Required action: Your answer is the listing, printed exactly as given.

#####

PR #96, opened 2019-08-12
CP013: Make affinity properties hints

AerialMantis:
**Summary**

* Updates the wording for `bulk_execution_affinity` properties to make them hints rather than guarantees.
* Minor editorial fixes to the wording.

**Todo**

* This pull request removes wording that describes guarantees about consistency between invocations of `bulk_execute`, a further property needs to be introduced to reintroduce this functionality.

### DIFF
--- a/affinity/cpp-23/d1436r2.md
+++ b/affinity/cpp-23/d1436r2.md
@@ -15,6 +15,10 @@
 
 # Changelog
 
+### P1436r2 (BEL 2019)
+
+* Alter the wording on the `bulk_execution_affinity_t` properties so they are now hints that request the executor provide a particular pattern of binding, rather than a guarantee.
+
 ### P1436r1 (COL 2019)
 
 * Introduce wording to clarify when two invocations of bulk_execute
@@ -256,7 +260,7 @@ constexpr memory_locality_intersection_t memory_locality_intersection;
 
 ## Bulk execution affinity properties
 
-We propose an executor property group called `bulk_execution_affinity` which contains the nested properties `none`, `balanced`, `scatter` or `compact`. Each of these properties, if applied to an *executor* enforces a particular guarantee of binding *execution agents* to the *execution resources* associated with the *executor* in a particular pattern.
+We propose an executor property group called `bulk_execution_affinity` which contains the nested properties `none`, `balanced`, `scatter` and `compact`. Each of these properties, if applied to an *executor* provides a hint to the `executor` that requests a particular binding of *execution agents* to the *execution resources* associated with the *executor* in a particular pattern.
 
 ### Example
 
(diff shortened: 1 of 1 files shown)


affinity/cpp-23/p1436r1.md
```diff
@@ -293,24 +297,17 @@ The `bulk_execution_affinity_t` property provides nested property types and obje
...
+| bulk_execution_affinity_t::balanced_t | bulk_execution_balanced_t::balanced | A call to `e.bulk_execute(f, s, sf)` should aim to bind the created *execution agents* to the underlying *execution resources* (ordered by physical closeness) such that they are distributed equally across the *execution resources* in a bin packing fashion. <br><br> If the execution context associated with `e` is not able to bind the *execution agents* to the underlying *execution resources* as requested it should fall back to `bulk_execution_affinity_t::none_t`. |
 
-> [*Note:* The requirements of the `bulk_execution_affinity_t` nested properties do not enforce a specific binding, simply that the binding follows the requirements set out above and that the pattern is consistent across invocations of the bulk execution functions. *--end note*]
+> [*Note:* The requirements of the `bulk_execution_affinity_t` nested properties do not enforce any specific binding. *--end note*]
```
mhoemmen: They do, though -- "If the execution context associated with `e` is not able to bind the *execution agents* to the underlying *execution resources* as requested it should fall back to `bulk_execution_affinity_t::none_t`."  Do you think we could delete this Note?

AerialMantis: You're right, that's a good point. I think what I was trying to express here was that an implementation is still free to choose how it maps individual work items to the underlying execution resources, providing it aims to achieve the requested affinity relationship. Would changing to something of that effect make more sense? Otherwise, I am happy to remove the note if it is not particularly helpful.

mhoemmen: @AerialMantis I like that better: "An implementation is free to choose how it maps individual work items to the underlying execution resources, providing it aims to achieve the requested affinity relationship."

AerialMantis: Great thanks! I'll apply the change.

trws:
I'm sorry that I didn't get to this in a reasonable amount of time to discuss it before the mailing, but one thing that  came out of the Cologne discussion was the recommendation that this be worded in terms of assigning work to execution agents rather than agents to resources.  It cuts the amount of new terminology the paper requires, and given a way to have the executor bind the agents (or at least a sensible executor) takes care of the distribution as well, while still giving some freedom to things that don't work that way. That discussion also recommended a new paper to discuss iteration-binning for the algorithms, as you kinda need both for either to be all that effective.  Clearly not for this mailing, but should I put up some issues for these items?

#####

Response box:
PR #96, opened 2019-08-12
CP013: Make affinity properties hints

AerialMantis:
**Summary**

* Updates the wording for `bulk_execution_affinity` properties to make them hints rather than guarantees.
* Minor editorial fixes to the wording.

**Todo**

* This pull request removes wording that describes guarantees about consistency between invocations of `bulk_execute`, a further property needs to be introduced to reintroduce this functionality.

### DIFF
--- a/affinity/cpp-23/d1436r2.md
+++ b/affinity/cpp-23/d1436r2.md
@@ -15,6 +15,10 @@
 
 # Changelog
 
+### P1436r2 (BEL 2019)
+
+* Alter the wording on the `bulk_execution_affinity_t` properties so they are now hints that request the executor provide a particular pattern of binding, rather than a guarantee.
+
 ### P1436r1 (COL 2019)
 
 * Introduce wording to clarify when two invocations of bulk_execute
@@ -256,7 +260,7 @@ constexpr memory_locality_intersection_t memory_locality_intersection;
 
 ## Bulk execution affinity properties
 
-We propose an executor property group called `bulk_execution_affinity` which contains the nested properties `none`, `balanced`, `scatter` or `compact`. Each of these properties, if applied to an *executor* enforces a particular guarantee of binding *execution agents* to the *execution resources* associated with the *executor* in a particular pattern.
+We propose an executor property group called `bulk_execution_affinity` which contains the nested properties `none`, `balanced`, `scatter` and `compact`. Each of these properties, if applied to an *executor* provides a hint to the `executor` that requests a particular binding of *execution agents* to the *execution resources* associated with the *executor* in a particular pattern.
 
 ### Example
 
(diff shortened: 1 of 1 files shown)


affinity/cpp-23/p1436r1.md
```diff
@@ -293,24 +297,17 @@ The `bulk_execution_affinity_t` property provides nested property types and obje
...
+| bulk_execution_affinity_t::balanced_t | bulk_execution_balanced_t::balanced | A call to `e.bulk_execute(f, s, sf)` should aim to bind the created *execution agents* to the underlying *execution resources* (ordered by physical closeness) such that they are distributed equally across the *execution resources* in a bin packing fashion. <br><br> If the execution context associated with `e` is not able to bind the *execution agents* to the underlying *execution resources* as requested it should fall back to `bulk_execution_affinity_t::none_t`. |
 
-> [*Note:* The requirements of the `bulk_execution_affinity_t` nested properties do not enforce a specific binding, simply that the binding follows the requirements set out above and that the pattern is consistent across invocations of the bulk execution functions. *--end note*]
+> [*Note:* The requirements of the `bulk_execution_affinity_t` nested properties do not enforce any specific binding. *--end note*]
```
mhoemmen: They do, though -- "If the execution context associated with `e` is not able to bind the *execution agents* to the underlying *execution resources* as requested it should fall back to `bulk_execution_affinity_t::none_t`."  Do you think we could delete this Note?

AerialMantis: You're right, that's a good point. I think what I was trying to express here was that an implementation is still free to choose how it maps individual work items to the underlying execution resources, providing it aims to achieve the requested affinity relationship. Would changing to something of that effect make more sense? Otherwise, I am happy to remove the note if it is not particularly helpful.

mhoemmen: @AerialMantis I like that better: "An implementation is free to choose how it maps individual work items to the underlying execution resources, providing it aims to achieve the requested affinity relationship."

AerialMantis: Great thanks! I'll apply the change.

trws:
I'm sorry that I didn't get to this in a reasonable amount of time to discuss it before the mailing, but one thing that  came out of the Cologne discussion was the recommendation that this be worded in terms of assigning work to execution agents rather than agents to resources.  It cuts the amount of new terminology the paper requires, and given a way to have the executor bind the agents (or at least a sensible executor) takes care of the distribution as well, while still giving some freedom to things that don't work that way. That discussion also recommended a new paper to discuss iteration-binning for the algorithms, as you kinda need both for either to be all that effective.  Clearly not for this mailing, but should I put up some issues for these items?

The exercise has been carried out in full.